Le contre-discours de Dakar

En visite au Sénégal, l’ex-candidate socialiste à l’élection présidentielle française a pris le contre-pied de Nicolas Sarkozy, dont l’intervention du 26 juillet 2007 fit polémique.

Publié le 15 avril 2009 Lecture : 9 minutes.

La fille de Ouakam n’a pas voulu manquer ce nouveau retour sur la terre qui l’a vue naître il y a cinquante-cinq ans. Un séjour sénégalais, du 4 au 9 avril, placé sous le signe d’un discours à haute teneur médiatique, mais aussi d’une posture de confrontation permanente et tous terrains avec Nicolas Sarkozy. Était-ce vraiment un hasard si, le jour même où Ségolène Royal débarquait à l’aéroport de Ouakam, l’ambassadeur de France, Jean-Christophe Ruffin, s’embarquait, lui, pour Paris ? Résultat : la présidente de la région Poitou-Charentes n’a pas mis les pieds dans les locaux de la Chancellerie française. Une première. Est-ce vraiment une surcharge de calendrier qui explique que le président Abdoulaye Wade ait finalement « reporté » sine die son audience du 6 avril à 12 heures, pourtant dûment confirmée par une lettre signée de son directeur de cabinet, avec l’ex-candidate socialiste ? C’est possible. Mais on n’empêchera pas l’entourage de cette dernière d’y voir l’ombre d’une influence élyséenne. En réalité et même si l’hypothèse d’une tentative de sabotage politique de son voyage à Dakar était exacte – ce qui demeure à prouver –, Ségolène Royal ne devrait pas s’en offusquer. À la guerre comme à la guerre en effet : le discours qu’elle a prononcé le 6 avril au siège du PS sénégalais se veut une réplique cinglante à celui du président français à l’université Cheikh-Anta-Diop de Dakar, il y a un peu moins de deux ans.

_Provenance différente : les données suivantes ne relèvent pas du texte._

PR #2275, opened 2021-08-24
chore: check that error in catch block is unknown

geigerzaehler:
We enable an eslint rule that enforces the `unknown` type for errors in `catch` blocks. Before, these errors where typed as `any` which lead to runtime errors.


rudolfs (approved):
utACK

Issue #1964, opened 2021-06-08
Show QR code on empty (not set up) Wallet page


brandonhaslegs:
I do remember discussing this but I don't see a reason why we don't just show the QR code on the empty wallet screen.

So show this:
![image](https://user-images.githubusercontent.com/4406983/121205421-f1e65680-c877-11eb-9902-538fe29b7bb1.png)

instead of just this:
![image](https://user-images.githubusercontent.com/4406983/121205652-24904f00-c878-11eb-8b6c-bb7f49ebf40b.png)
since this button just opens the modal anyway.

brandonhaslegs:
If you disconnect your wallet, then click on the wallet page, there should be a QR code there already, instead of an empty state with just a button.

![Jul-21-2021 07-46-54](https://user-images.githubusercontent.com/4406983/126437492-b3fc2f24-8c1d-46fd-9702-05ac5f4741c2.gif)

PR #2276, opened 2021-08-24
refactor: decouple wallet connect from qr modal

geigerzaehler:
We don’t hardcode displaying the QR modal for wallet connect in the `walletConnect` module anymore. This eliminates the dependency of that module on UI code which also resulted in a circular dependency.


ui/Screen/Wallet.svelte
```diff
@@ -130,7 +159,7 @@
       </div>
     {:else}
       <ConnectWallet
-        onConnect={wallet.connect}
+        onConnect={connectWallet}
         connecting={$wallet.status === Status.Connecting} />
```
rudolfs, line 163: Could we now just show the QR code directly on this page, like @brandonhaslegs [wanted](https://github.com/radicle-dev/radicle-upstream/issues/1964)?

ui/src/ethereum/walletConnect.ts
```diff
@@ -140,7 +154,28 @@ export class WalletConnectClient implements WalletConnect {
   // and
   // https://github.com/WalletConnect/walletconnect-monorepo/pull/370#issuecomment-776038638
   private reinit() {
-    this.connector = createConnector();
+    this.connector = new Connector({
+      bridge: "https://radicle.bridge.walletconnect.org",
```
rudolfs, line 158: I thought that we should be using their default bridge now?

rudolfs (commented):
I tested this with Rainbow and Metamask mobile, the happy path worked. But when I rejected the connection initiation in the wallet, I didn't get a notification about that. After rejecting the connection I also couldn't re-connect anymore unless I reloaded Upstream.

geigerzaehler:
> But when I rejected the connection initiation in the wallet, I didn't get a notification about that.

That’s a known issue. See https://github.com/radicle-dev/radicle-upstream/blob/master/docs/wallet-connect-testing.md#reject-connection-fails

ui/src/ethereum/walletConnect.ts
geigerzaehler: This was a merge conflict. Fixed in https://github.com/radicle-dev/radicle-upstream/pull/2276/commits/a9becf75c0436f9718d51e6dc8df03c5b33bc96f

ui/Screen/Wallet.svelte
geigerzaehler: I requires a bit more effort but in effect we should be able to do this now.

rudolfs: Cool, we can follow-up on that later.

rudolfs (approved):

PR #2277, opened 2021-08-25
ci: better logging on CI

geigerzaehler:
We enable debug logging in the multi-node CI tests and add some debugging statements to the code.


rudolfs (approved):
utACK

PR #2278, opened 2021-08-25
chore: update radicle-link

geigerzaehler:


rudolfs (approved):
utACK

geigerzaehler:
> Running this against sprout leads Upstream to consume CPU at 300% after about 15min uptime.

So no regressions then :smiling_imp:

PR #2290, opened 2021-08-31
refactor: remove presentational logic from transaction module

geigerzaehler:
We remove presentational logic from `ui/src/transaction.ts` and move it into the components that use it. This eliminates circular dependencies involving the `transaction` module.


rudolfs (approved):
utACK

PR #2291, opened 2021-08-31
dev: add tests for transaction modal

### LINKED ISSUE #1921: Test Attestation Flow
Anything regarding the Ethereum integration is currently untested. This poses a big risk for breaking things. As a start I propose we test attestation with the following scenario

1. Go to the wallet screen
2. Assert that no wallet is connected
3. Click on “connect wallet”
4. Copy the displayed WalletConnect URI
5. Use the URI to connect with a test wallet
6. Check the displayed wallet address and balance
7. Click on “link identity”
8. Assert that the transaction for linking the identity exists
9. Click on the linking transaction
10. Check the content of the transaction modal

The main technical challenge for this test is providing an ethereum node and a test wallet. For the former we should be able to adapt `./scripts/ethereum-dev-node` and integrate it in the test infrastructure. For the latter we’ll need to create a test wallet that can be used programatically. We can either stub some code in `ui/src/wallet.ts` or use the wallet connect library to connect to the application via the wallet connect bridge. In both cases, the address of the wallet will need to be equipped with ETH on the local dev network.

geigerzaehler:
Closes #1921

### DIFF
--- a/cypress/integration/attestation.spec.ts
+++ b/cypress/integration/attestation.spec.ts
@@ -21,9 +21,16 @@ describe("attestation", () => {
       .should("exist");
     cy.contains("button", "Link your ID").click();
     commands.pickWithContent(["confirm-button"], "Link your ID").click();
-    cy.get('[data-cy="transactions"]', { timeout: 8000 }).should(
-      "contain",
-      "Claim Radicle Identity"
-    );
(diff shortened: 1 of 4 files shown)


rudolfs (approved):
utACK

PR #2292, opened 2021-08-31
chore: update dependencies

geigerzaehler:
Because of [a bug in svelte-check][1] we also replace single quotes with
a proper right single quote (’).

[1]: https://github.com/sveltejs/language-tools/issues/1113


rudolfs (approved):
utACK

Issue #2169, opened 2021-07-22
Consolidate the graph radicle orgs and gnosis safe indexes


rudolfs:
We rely on our self-deployed Gnosis safe legacy index. We won't be able to use this index on the mainnet version of the Graph, therefore we should merge these two indices and deploy them on the Graph mainnet. This will also reduce a couple of network requests from our clients as we'll be able to query this aggregate index directly.

Legacy mainnet: https://thegraph.com/legacy-explorer/subgraph/radicle-dev/gnosis-safe
Legacy testnet: https://thegraph.com/legacy-explorer/subgraph/radicle-dev/gnosis-safe-rinkeby

https://github.com/radicle-dev/radicle-subgraph
https://github.com/radicle-dev/gnosis-safe-subgraph

PR #2294, opened 2021-08-31
chore: use the safe client api instead of the graph index

rudolfs:
Instead of using two different the Graph indexes we use the API provided by gnosis to query gnosis related data.

Closes: https://github.com/radicle-dev/radicle-upstream/issues/2169.

### DIFF
--- a/ui/src/org.ts
+++ b/ui/src/org.ts
@@ -7,7 +7,7 @@
 import * as lodash from "lodash";
 import { OperationType } from "@gnosis.pm/safe-core-sdk-types";
 
-import type { Org, MemberResponse } from "./org/theGraphApi";
+import type { Org } from "./org/theGraphApi";
 import type * as identity from "ui/src/proxy/identity";
 import type * as project from "ui/src/project";
 
@@ -39,7 +39,7 @@ import * as wallet from "ui/src/wallet";
 import ModalAnchorProject from "ui/Modal/Org/AnchorProject.svelte";
 import ConfigureEns from "ui/Modal/Org/ConfigureEns.svelte";
 
-export type { MemberResponse, Org };
+export type { Org };
 
 const orgPollExecutor = mutexExecutor.create();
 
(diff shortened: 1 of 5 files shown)


ui/src/org/safe.ts
```diff
@@ -28,6 +28,36 @@ export async function getPendingTransactions(
...
+
+export async function getMetadata(
+  ethEnv: Ethereum.Environment,
+  safeAddress: string
+): Promise<MemberResponse> {
+  safeAddress = ethers.utils.getAddress(safeAddress);
+  const safeServiceClient = createSafeServiceClient(ethEnv);
+  const response = await safeServiceClient.getSafeInfo(safeAddress);
+
+  return <MemberResponse>{
```
geigerzaehler, line 44: The return statement also checks without the explicit typecast. I would prefer to remove the explicit typecast because the it accepts excess properties
```typescript
return <MemberResponse> {
    foo: true,
    threshold: response.threshold,
    members: response.owners,
  };
```
Without the type cast the excess property produces an error.

ui/src/org.ts
```diff
@@ -378,7 +385,8 @@ export async function fetchMembers(
   wallet: wallet.Wallet,
   gnosisSafeAddress: string
 ): Promise<OrgMembers> {
-  const response: MemberResponse = await graph.getGnosisSafeMembers(
+  const response: MemberResponse = await Safe.getMetadata(
```
geigerzaehler, line 388: We can omit the explicit type annotation.

ui/src/org/safe.ts
rudolfs: 6f609f6943e714b73f452722231eff6caf14c608

ui/src/org.ts
rudolfs: 6f609f6943e714b73f452722231eff6caf14c608

geigerzaehler (approved):

PR #2303, opened 2021-09-01
refactor: consolidate and check contract addresses

geigerzaehler:
We consolidate all contract addresses in one file. The dev nodes check that they deploy the contracts to the correct addresses when they are run.


rudolfs (approved):
utACK

Issue #2308, opened 2021-09-01
Maintainer view is not updated when new patch is discovered


geigerzaehler:
The patches count in the maintainer project view is not updated when the maintainer discovers a new patch from a peer. This means the following test fails: https://github.com/radicle-dev/radicle-upstream/blob/f8daaeceef22c2b1c179f7d29feaa7a70b4dbaad/cypress/integration/project/patches.spec.ts#L343

rudolfs:
I believe this is fixed.

PR #2309, opened 2021-09-01
fix: disable failing patches test

geigerzaehler:
We disable a test that fails consistently. The bug has been recorded in #2308.


rudolfs (approved):

rudolfs:
Should we do the same with the networking test?

geigerzaehler:
> Should we do the same with the networking test?

The networking tests are just flaky. It’s quite hard to have them fail locally. I’d prefer to keep them. This way we can retry before a release until things are green.

PR #2310, opened 2021-09-01
dev: use predictable path for test data

geigerzaehler:
For each test we use the same path to store data instead of a new patch for every run of the same test. This means that we overwrite data from previous runs. In practice I haven’t found it useful to have data from previous runs. On the contrary: If there are artifacts from multiple runs it is difficult to find those of the current run.


rudolfs (approved):
utACK

PR #30, opened 2018-02-17
get sed labels from GCRCatalogs (fix #8)

### LINKED ISSUE #8: update SED labels to conform to GCR schema
While this can be as simple as just replace the content in the `data/dc2_seds.txt`, I feel like we can use this chance to refactor the first part of `data/get_sed_mags.py`: instead of getting the SED labels from a text file, we can directly obtain them from GCR directly.

@danielsf any comments or suggestions? I'll be happy to take a stab on this.

yymao:
As discussed in #8, this PR removes the static file `data/dc2_seds.txt` and use GCRCatalogs' native method to obtain the list of SED labels. This PR fixes #8.


danielsf (changes requested):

Préparé et débattu depuis un mois au sein de son association Désirs d’avenir, nourri de divers entretiens (avec l’altermondialiste malienne Aminata Traoré et le politologue français Jean-François Bayart notamment), enrichi au tout dernier moment de la touche qui fera mouche (la demande de pardon pour les propos de Nicolas Sarkozy), ce texte polémique a un parfum assumé de scandale. Si le discours de Dakar et le contre-discours se rejoignent souvent dans la critique de la colonisation, ils divergent fondamentalement sur la question de la repentance (lire p. 62 la réaction d’Henri Guaino, la « plume » de Sarkozy). Comme quoi, à propos de l’Afrique aussi, il existe bien deux France.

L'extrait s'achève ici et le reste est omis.